All publications, patent applications, patents, and other
references mentioned herein are incorporated by reference in their
entirety.
DETAILED DESCRIPTION OF DRAWINGS
[0018] FIG. 1 is a graph showing a growth curve of bacteria.
[0019] FIG. 2 are photographs showing the morphology of G.
diazotrophicus bacteria. The image on the right is an enlarged view
of the image on the left.
[0020] FIG. 3 are photographs that show the effect of the fungus
("+Fungus") vs. no fungus ("-Fungus") on plants from day 0 (top),
day 9 (middle), and day 16 (bottom).
[0021] FIGS. 4A-4B are photographs of the roots 6 days (FIG. 4A) or
13 days (FIG. 4B), under the indicated magnification, after
inoculation with the fungal spores.
[0022] FIG. 5 shows sorghum seeds planted in soil with no additive
(control (black, large dashed-line circles on right side of
photograph)), fungus only (black, small dotted-line circles on left
side of photograph), bacteria only (white, solid circles), or
combinations of fungus and bacteria (all others).
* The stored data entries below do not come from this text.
Issue #886, opened 2012-05-15
Apply 'destroy buffer size' to websockets transport


martinthomson:
The (formerly undocumented) 'destroy buffer size' configuration option is a very sensible one.  This option, applied to the HTTP-based transports prevents clients from sending very large messages and overloading memory on the server.  If a client sends a message with a body that exceeds this number, the connection is dropped.

This is necessary because the transports buffer the entire request body before processing.  With uncontrolled clients, you have to assume that clients are able to send you any rubbish.  This includes infinitely large messages.

Arguably, the default limit (100Mb) is too large, but that's a different problem.

The websockets transport doesn't have any such protection.  It happily receives, buffers and then attempts to assemble fragments up to 4Gb each (2^32) indefinitely.  I haven't yet tested where this falls over, but I'd be surprised if it didn't.

PR #888, opened 2012-05-16
Adding websockets length constraints for #886

martinthomson:
Issue #886 describes the problem.  In short: socket.IO has a vulnerability whereby websocket clients can send an arbitrary amount of data that is buffered by the server until it runs out of memory.  This pull request adds the length constraints for the websockets transport based on the value of 'destroy buffer size'.

### DIFF
--- a/test/transports.websocket.hybi07-12.parser.test.js
+++ b/test/transports.websocket.hybi07-12.parser.test.js
@@ -258,5 +258,103 @@ module.exports = {
     p.add(getBufferFromHexString(packet));
     assert.ok(gotData);
   },
+  'too large binary message generates error': function() {
+      var length = 100;
+      var p = new Parser(10);
+      var message = new Buffer(length);
+      for (var i = 0; i < length; ++i) message[i] = i % 256;
+      var originalMessage = getHexStringFromBuffer(message);
+      var packet = '82 ' + getHybiLengthAsHexString(length, true) + ' 34 83 a8 68 ' + getHexStringFromBuffer(mask(message, '34 83 a8 68'));
+      
+      var gotError = false;
+      p.on('error', function() {
+          gotError = true;
+      });
+      p.add(getBufferFromHexString(packet));
+      assert.ok(gotError);
+  },
+  'too large text message generates error': function() {
+    var length = 300;
+    var p = new Parser(10);
+    var message = 'A';
+    for (var i = 0; i < length; ++i) message += (i % 5).toString();
+    var packet = '81 FE ' + pack(4, message.length) + ' 34 83 a8 68 ' + getHexStringFromBuffer(mask(message, '34 83 a8 68'));
+
+    var gotError = false;
+    p.on('error', function() {
+      gotError = true;
+    });
+
+    p.add(getBufferFromHexString(packet));
+    assert.ok(gotError);
+  },
+  'too large fragmented text message generates error': function() {
+    var length = 300;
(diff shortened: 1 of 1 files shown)


basarat:
Curious why this was closed. Was this protection not needed, Is the server not susceptible to run out of memory because of this. Thanks :rose:

joefeser:
Thanks Obama

rauchg:
@basarat @joefeser such a protection is probably better to enforce at the edge. If you put socket.io behind another layer (like NginX, which is really common), you would basically have to duplicate that setting when WebSocket support is enabled?

basarat:
Cheers. Thanks for the explanation 🌹

LordMajestros:
@rauchg could you please provide a pointer to the nginx settings for this? I have been searching with no success

wwwtyro:
@LordMajestros Not sure, but you might be looking for `proxy_buffer_size`, see https://gist.github.com/atma/6262642 for an example.

LordMajestros:
Thanks @wwwtyro but `proxy_buffers` and `proxy_buffer_size` are used for storing responses from the proxied server i.e. the nginx backend, they don't affect incoming requests or am I reading that wrong http://nginx.org/en/docs/http/ngx_http_proxy_module.html#proxy_buffer_size?

wwwtyro:
@LordMajestros I think you're probably right (though it might be worth testing to see if it affects both directions). Not sure then; maybe @rauchg can illuminate us. :smile:

viperscape:
@LordMajestros I think you're right, proxy_buffer in nginx is for proxy->nginx. In addition, anything too large for the buffer_size gets written to disk! The other option is to not buffer at all which then streams directly to client but this can have unintended side-effects. 
I'm not sure how to limit client buffer size with a websocket connection in nginx, but if I did I'd assume it would also write to disk, which is what it does for regular client http requests. I think relying on the edge to handle max packet size in a websocket frame is a bad idea for socket.io. I know the websocket spec never defined a max size, which is failure on their part if you ask me (and many others agree) and it was left up to the implementation. 
I vote to reopen this PR/issue or have socket.io provide at least one example of preventing this security issue from any proxy engine, even if it was a high level overview. I don't understand why it was closed to begin with, did this hurt performance in some appreciable way?

LordMajestros:
I wrote a PR to limit the size of the payload here https://github.com/websockets/ws/pull/650 and some bug fixes here https://github.com/websockets/ws/pull/650 (note this is in the underlying https://github.com/websockets/ws library which socket.io uses). The PRs have been merged into websockets so it should be possible to add some options exposing these features in socket.io if the maintainers think it is important enough.

D34THWINGS:
I think this security is mendatory as the client can just send anything he wants by just hacking into the JavaScript console and accessing client code. I got a multiplayer game and and I don't want players to have scripts that crashes the server to end a ranked game earlier when they are loosing. Limiting data from clients is a setting that is available in any HTTP server API so why not in WebSockets ? This surely simple to implement with the help of @LordMajestros

llaakso:
+1

Nerfair:
Socket.io is, based on Engine.io, which in turn uses WS. And new versions of Engine.io already passing maxHttpBufferSize parameter to WS constructor, which is maxPayload actually, and by default it is equal to 10E7 (100,000,000) bytes.

https://github.com/socketio/engine.io/blob/master/lib/server.js#L125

[0023] FIG. 6 are photographs showing root morphology after 15 days
in the presence ("+") and absence ("-") of the fungi and bacteria
as indicated.
[0024] FIGS. 7A-7B are photographs showing root growth in culture
in the presence (FIG. 7B) or absence (FIG. 7A) of the fungus.
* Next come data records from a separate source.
Issue #675, opened 2011-12-02
Allow me to specify port AND hostname on .listen()


andyuk:
Hi,

It's important in my app that it listens on a specific IP address. Having the option to pass the hostname would solve this.

Currently I can only use:
.listen(port)

I am working around this by creating a HTTP server myself.

How about supporting:

var options = {
port: 80,
hostname: 'localhost'
};
.listen(options)

Supporting a config option would mean it could still be backwards compatible.

Thanks,
Andy

PR #966, opened 2012-07-29
Make listen() optionally accept a hostname

DavidChouinard:
This enables Socket.io to accept connections on a specific hostname only.

I realize that it's possible to have this functionality by passing an `http.Server` to `listen()`, but this provides a much obvious and seamless API. I've heard of a few people that run monkey-patched versions of Socket.io just for this functionality. 

This fixes Issue #675.

### DIFF
--- a/History.md
+++ b/History.md
@@ -1,4 +1,12 @@
 
+0.9.9 / 2012-08-01
+==================
+
+  * Fixed sync disconnect xhrs handling
+  * Put license text in its own file (#965)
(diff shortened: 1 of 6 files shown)


rmccullagh:
5 years later, and it's extremely challenging for this library to be bound to a specific interface. It's beyond me why such a thing is not documented anywhere on the socket.io website. Perhaps socket.io is just a toy.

[0025] FIGS. 8A-8E show that, microscopically, bacteria could be
detected within several different samples of root tissue.
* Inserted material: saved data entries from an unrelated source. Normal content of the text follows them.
PR #1310, opened 2013-09-06
Update namespace.js fix memory leak in acks

nickhsharp:
updating namespace.js similar to socket.io-client/dist/socket.io.js such that it clears the acks object after running the ack function... prevents memory leak.


iamwave007:
http://stackoverflow.com/questions/9918203/remove-objects-on-disconnect-socket-io/32581156#32581156

I'm having doubt over this socket.io memory issue..

PR #1428, opened 2014-02-20
Ability to get all clients for a given room

crickeys:
Not sure if I fully understand all the parts to the new socket 1.0, but I needed this ability. I believe I separated the parts into the namespace and adapter correctly, but please do check me over. Thanks!


akashkrishnan:
:+1:

robbennet:
Why has this not been implemented yet?

PR #1471, opened 2014-03-28
support cors

liorsion:
socket.io supports cors internally today. The problem with this approach is that sometimes socket.io is used with platforms such as express (ie, serving other content) - this content often has it's own way of supporting CORS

[0026] FIG. 9 shows imaging of mixed inoculant sorghum roots using
fluorescence microscopy. Sorghum root inoculated with Intraradices
fungus and Gluconacetobacter bacterial culture (left);
Gluconacetobacter and Burkholderia bacterial culture (middle); or
Azotobacter bacterial culture (right).
[0027] FIG. 10 is a graph of showing the levels of N15 (squares) or
N14 (circles) in the fungal biomass in the presence of nitrogen
fixing bacteria.
[0028] FIGS. 11A-11B are photographs of culture plates showing that
nutrient transfer was observed between bacteria and fungi even when
the root and the fungi were separated from the bacteria.
[0029] FIG. 12 are the results of genomic sequencing performed on
the microorganisms collected from roots. Comparison of the
bacterial strains present before coating of the seeds (top) and
after growth of the plants (bottom).
[0030] FIG. 13 is a flow chart showing one embodiment of the
methods described herein.
DETAILED DESCRIPTION
[0031] A non-transgenic approach to modifying the phenotype of a
plant without modifying its genotype is described, in which
precursors produced by bacteria are provided to plants via existing
biological associations with fungi to enhance the production of
specific compounds by the plants. Various combinations of fungi,
plants, and bacteria can be used. In some implementations,
different combinations of bacteria are used to produce precursors
that can then be converted into more complex compounds using plants
as bioreactors. The combinations of bacteria can be
non-transgenically or transgenically engineered to provide the
precursors. In some implementations, the bacteria are encapsulated
within the fungi (e.g., the fungi have been transformed with the
bacteria).
[0032] Suitable plants include plants that use C.sub.3 and C.sub.4
carbon fixation pathways ("C.sub.3 plants" and "C.sub.4 plants,")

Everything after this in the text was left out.